WAFarmers was the first major farming body in Australia to establish a climate change policy, one it began amending last year in a bid to better align itself with the long-term goals of the state and federal governments, and to accommodate carbon farming practices.
Mr Whittington said WAFarmers supported an economy-wide aspiration of net zero emissions by 2050, as was consistent with both the National Farmers Federation and national grain growers’ policies.
“As an organisation, we’re quite progressive in recognising that climate change is an issue and that the farming community will need to do something to assist,” he said.
“There is a huge amount of work being done by agronomists in the carbon space because they recognise there are significant benefits to carbon in the soil in terms of productivity.
“The other side of the coin is carbon output, particularly with regard to the use of diesel and fertiliser.
“Farmers are looking to buy the latest generation diesel engine and are getting better gear in order to minimise their carbon footprint and the amount of diesel they consume.
“Farmers are also looking at the use of fertiliser and looking to ensure that fertiliser is better absorbed by the plant material, rather than getting lost in the atmosphere.
“It is driven by carbon, but in the vast majority of cases, it’s driven by good farming practices, which, fortunately, coincide with carbon farming.”
But Mr Whittington said industry had been apprehensive because of the difficulties in measuring the capture of carbon in the soil.

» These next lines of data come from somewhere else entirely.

PR #898, opened 2019-04-19
sane message is printed if peer does not support NAT punching

zolia:


nat/traversal/config/parser.go
```diff
@@ -43,5 +43,9 @@ func (c *ConsumerConfigParser) Parse(config json.RawMessage) (ip string, port in
 	if err != nil {
 		return "", 0, "", errors.Wrap(err, "parsing consumer address:port failed")
 	}
-	return cfg.IP, cfg.Port, openvpn.ServiceType, nil
+
+	if cfg.IP == nil {
```
soffokl: Shouldn't we keep other parameters if only IP is empty? Or maybe return an error if it's a mandatory argument?

nat/traversal/pinger.go
```diff
@@ -177,7 +180,7 @@ func (p *Pinger) PingProvider(ip string, port int) error {
 	}
 
 	// wait for provider to setup NAT proxy connection
-	time.Sleep(200 * time.Millisecond)
+	time.Sleep(400 * time.Millisecond)
```
soffokl: We are tweaking 3rd time with no explanation. Maybe there could be a better check?

nat/traversal/config/parser.go
soffokl: And another thing that confuses me, why we are using a pointer to string here? Isn't it enough to compare with empty string?
I'd use `net.IP` for every place where it's possible as a best case.

donce: > Or maybe return an error if it's a mandatory argument?

Was thinking the same - it doesn't make much sense to return `nil` error when method failed to execute it's duty.

nat/traversal/config/parser.go
```diff
@@ -43,5 +43,9 @@ func (c *ConsumerConfigParser) Parse(config json.RawMessage) (ip string, port in
...
+		return "", 0, "", nil
```
donce: Why do you return empty data but with no error? I have no idea what is going on here - do you have some specific case in mind? Maybe you can add a test to show us what case are you covering here?

donce: If we return error here instead of empty data, we probably don't need to have `if port == 0 || IP == ""` in the upper layer.
```suggestion
		return "", 0, "", errors.New( "Remote party does not support NAT hole punching, IP:PORT is missing")
```

nat/traversal/config/parser.go
zolia: Parsing fails if there is no IP inside message. Just wanted to make it optional and don't get a parsing error.

nat/traversal/pinger.go
zolia: Theres little bit of tweaking here since we are not sure if proxy has been setup for current session. If consumer starts to send protocol (ssh) messages without proxy set up, connect will fail. 
We might be able to implement another round trip of messaging between consumer - provider confirming that provider is ready to receive protocol connect, but at this point it looks to be excessive still. Later it should be implemented probably. Still I am hoping to find some sane value here, its not nice, but should suffice atm.

nat/traversal/config/parser.go
zolia: good suggestion.

PR #900, opened 2019-04-19
Extend NAT events (ELK and message bus) to support different stages

donce:


nat/mapping/port_mapping.go
```diff
@@ -86,11 +89,11 @@ func addMapping(m portmap.Interface, protocol string, extPort, intPort int, name
...
 		if err := m.AddMapping(protocol, extPort, intPort, name, 0); err != nil {
 			// some gateways support only permanent leases
-			publisher.Publish(traversal.EventTopic, traversal.BuildFailureEvent(err))
+			publisher.Publish(traversal.EventTopic, traversal.BuildFailureEvent(StageName, err))
 			log.Debugf("%s Couldn't add port mapping for port %d: %v", logPrefix, extPort, err)
 			return
 		}
 	}
-	publisher.Publish(traversal.EventTopic, traversal.BuildSuccessEvent())
+	publisher.Publish(traversal.EventTopic, traversal.BuildSuccessEvent(StageName))
```
zolia: I believe we need not only port mapping events, but hole punching events as well, since we are going to implement some '/connection/id/status' endpoint which should report its nat traversal status to application. This status should source data from such events. 
Trick here is that we are starting to deal with session IDs, maybe session manager should update its status with nat-traversal status reported by events.

metrics/sender.go
```diff
@@ -50,8 +49,10 @@ type appInfo struct {
 	Version string `json:"version"`
 }
 
-type natMappingFailContext struct {
-	errorMessage string
+type natMappingContext struct {
+	stage        string
+	successful   bool
```
soffokl: Do we need to have bool `successful` here, or we can just check `if errorMessage != nil`?

metrics/sender.go
```diff
@@ -50,8 +49,10 @@ type appInfo struct {
...
+	errorMessage *string
```
soffokl: Why not keep it as `error` type?

nat/traversal/pinger.go
```diff
@@ -182,6 +184,15 @@ func (p *Pinger) PingProvider(ip string, port int) error {
 	return nil
 }
 
+func (p *Pinger) waitForPreviousStageResult() bool {
+	for {
+		event := p.natEventWaiter.WaitForEvent()
```
vkuznecovas: so what happens when we block here forever? how do we exit this loop?

metrics/sender.go
vkuznecovas: my guess is it makes the querying easier :)

donce: Well we can live without it now, but it is easier to query and understand events. Different NAT failures can have different metadata, i.e. if NAT hole-punching executes without errors, but  client connecting for VPN is unable to connect to us, we might create a failure event with more data, like `ip` of client, `port` which was used, protocol version and so on. So it might be difficult to see in a list of different fields that `error`/`errorMessage` is the key field to see whether it's event for successful or failed event.

metrics/sender.go
donce: I had it as `error` first, but somebody though it's confusing (because type is a `string` and not an `error`), so I fixed a change request :D and now we're going back :D is it really that important?

nat/traversal/pinger.go
donce: We're waiting here for port-mapping event here, just like before. Once we receive a port mapping event, we return from this function (2 lines below).

The idea is that we start pinger, and it starts working only after port-mapping fails. I don't like this myself - we could start pinger only when nat fails, but I didn't change this yet in this PR.

metrics/sender.go
soffokl: Well, with `error` you will not have to convert `err` to string to assign it :)

nat/traversal/pinger.go
vkuznecovas: So why not solve it?

```golang
for {
       // not sure what type of the event we're getting here, so that needs changing
	ec := make(chan nat.Event)
	go func() { ec <- p.natEventWaiter.WaitForEvent()} ()
	select {
	case <-p.stop:
		return
	case event := <- ec 
		if event.Stage == p.previousStage {
			return event.Type == SuccessEventType
		}
	}
}
```

nat/traversal/pinger.go
```diff
@@ -95,9 +97,15 @@ type Params struct {
 func (p *Pinger) Start() {
 	log.Info(prefix, "Starting a NAT pinger")
 
-	// We dont need to run pinger if NAT port auto-configuration is successful
-	if p.natEventWaiter.WaitForEvent().Type == SuccessEventType {
+	resultChannel := make(chan bool)
```
soffokl: We need to have it buffered to finish goroutine even if the stop was invoked early. 
```suggestion
	resultChannel := make(chan bool, 1)
```

PR #902, opened 2019-04-23
Fail service start endpoint with unknown params

donce:
Not sure about other tequilapi requests, but starting service with misinterpreted params is dangerous - i.e. we can expose user to all traffic without his consent, as we did in https://github.com/mysteriumnetwork/node/pull/899.

If we get some params which we don't know, it's likely that request has a mistake, and we shouldn't start service.


donce:
This feature already helped me - just found out that CLI had the old param name :D Added fix in new commit.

He said the state government had backed carbon farming on pastoral leases in 2019, allowing pastoralists to undertake projects to regenerate native vegetation by managing grazing and sequestering carbon.
Under that plan, almost 60 projects were registered under the federal scheme, delivering 9 million tonnes of carbon abatement and a $130 million windfall for pastoralists.
Mr Whittington said these results were made easier by the fact that measuring the industry’s impact was far simpler than gauging how much carbon had been captured by broadacre farming activities over time.
He said WAFarmers was awaiting the release of a national formula by the Commonwealth Scientific and Industrial Research Organisation (CSIRO) – one of five methodologies seen to be credible for trading carbon credits on a global scale – and for the federal government to decide on its preferred methodology before finalising amendments to its climate change policy.
Mr Whittington expected that would open the door to the widespread adoption of carbon farming in WA.
“There is a lot of discussion about which is going to be the dominant methodology,” he said.
“A lot of people in the industry are hanging back because there isn’t a standardised formula [for measuring the capture of carbon in the soil] that has been widely recognised.
“But once the federal government signs off on a system it believes to be credible, I think it will open the doors to a big rush of farmers eager to take up carbon credits.”